This invention relates to the processing of mathematical data, and more particularly to a system for accurately and efficiently performing an integer multiply-divide operation to perform calculations of the form (A*B)/C, whose intermediate product or quotient would exceed the largest or smallest value that can be handled by the processor, without the need for complex software or floating point hardware.
Users and developers of applications and systems desire reliable, faster, and more accurate results in their calculations. Increasingly, highly numerical applications are being implemented for products using embedded microprocessors which lack the hardware to perform floating point calculations. An example would be data and voice network traffic switch hardware which must make calculations of the form (A*B)/C whose intermediate product or quotient would exceed the largest or smallest storable value.
For example, suppose the result of the computation ((80,000*100,000)/800,000) is desired. If the solution were to be coded in software in a typical manner, the first step of the computation would be to compute one of the following three possible intermediate results: (80,000*100,000), (80,000/800,000), or (100,000/800,000). However, in a processor using 32-bit integer-only arithmetic, the operation of (80,000*100,000) cannot be computed directly because the result, (8,000,000,000), is nearly double the largest possible quantity, (4,294,967,295), which can be held in an unsigned 32-bit binary quantity. Using integer-only arithmetic, (80,000/800,000) or (100,000/800,000) would yield zero for the same reason. Hence, there is no order in which the calculation can be performed that generates the correct final result. Yet, the final result of the computation ((80,000*100,000)/800,000) is 10,000, which can be easily held in a 32-bit unsigned integer quantity.
Previous approaches for determining such a multiply-divide result include using floating point hardware; and for a processor without floating point hardware, using complex software to emulate floating point operations which typically has a memory image that is large in size (too large for many applications). In addition to being complex, floating point emulation is too slow for certain real-time applications. What is needed is a less complex, fast and accurate method and apparatus for determining the result of integer calculations of the form (A*B)/C.
The present system for accurately and efficiently performing an integer multiply-divide operation efficiently determines the result of a multiple-divide operation having the form of (A*B)/C and produces an approximate but relatively accurate result. If the values of A, B, and C provide for an easy solution (A, B, or C are zero; A equals C or B equals C; or A or B equals one), the result is directly computed. Otherwise, if the product of A and B produces an overflow condition, A and/or B are scaled by a tracked number of bits so that the product of scaled A and B would fit in an integer variable of the processor. Then, the product of scaled or unscaled A and B is computed. If C is large compared to the calculated product of A*B, C is scaled to minimize the likelihood of a false zero as a result. Then, the result is scaled if required. The system for accurately and efficiently performing an integer multiply-divide operation also provides for (1) returning the largest unsigned integer value if the result of the integer multiple-divide operation is larger than what can be stored in an unsigned integer variable; (2) returning an amount of scaling required to the returned product to produce an accurate result; and (3) rounding, truncating, or taking the floor value of the result. Thus, the result of a multiple-divide operation having the form of (A*B)/C is efficiently determined by the present system for accurately and efficiently performing an integer multiply-divide operation, with the computed result being at least a close approximation of the exact result that would be computed using more complex and costly comutation methods.

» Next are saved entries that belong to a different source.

PR #356, opened 2018-08-24
Omni update

AaronParsons:
Might need to to innoculate hera_cal to pyuvdata polarization changes until those are settled in.


hera_cal/redcal.py
```diff
@@ -147,6 +150,71 @@ def get_reds(antpos, pols=['xx'], pol_mode='1pol', ex_ants=[], bl_error_tol=1.0,
...
+        ex_ants (optional): antenna numbers (as int's) to exclude in reds.
+        ubls (optional): baselines representing their redundant group to include in reds.
+        ex_ubls (optional): baselines representing their redundant group to exclude in reds.
+        pols (optional): polarizations to include in reds. e.g. 'xy' or 'yx'.
+        ex_pols (optional): polarizations to exclude in reds. e.g. 'xy' or 'yx'.
+    Return:
+        reds: list of lists of redundant baselines as antenna pair tuples.
+    '''
+    if pols is None: # if no pols are provided, deduce them from the reds
+        pols = set(gp[0][2] for gp in reds)
```
jsdillon: This isn't quite as general as it could be: in the case where two different pols are considered redundant, this doesn't necessarily get all pols.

Embodiments of the present system for accurately and efficiently performing an integer multiply-divide operation include computer-readable medium containing computer-executable instructions for performing the method of the present system for accurately and efficiently performing an integer multiply-divide operation, and a computer system having a processor and memory and performing the method of the present system for accurately and efficiently performing an integer multiply-divide operation. An embodiment of the method of the present system for accurately and efficiently performing an integer multiply-divide operation provides for determining an integer result of the quotient of the product of an integer A times and an integer B divided by an integer C using integer multiplication and division. An embodiment of this method can be performed comprising the steps of: (a) scaling the integer A and the integer B if the integer product of the integer A times the integer B will cause an overflow condition; (b) calculating the integer product of the scaled integers A and B; and (c) dividing the product by the integer C to produce the integer result. In an embodiment, this method further performs the step of: (d) scaling the value of the integer C before performing step (c); and possibly further performs the step of: (d) scaling the product determined in step (c). In an embodiment of the present system for accurately and efficiently performing an integer multiply-divide operation, the resultant integer result is rounded, truncated, or set to a floor value of the integer result. In an embodiment of the present system for accurately and efficiently performing an integer multiply-divide operation, if the values of the integers A, B and C comprise a simplified solution; then the simplified solution is determined without performing steps (a), (b), and (c). In an embodiment of the system for accurately and efficiently performing an integer multiply-divide operation, when the integer result would exceed the largest value storable in an integer variable, the integer result is set to the largest storable integer value.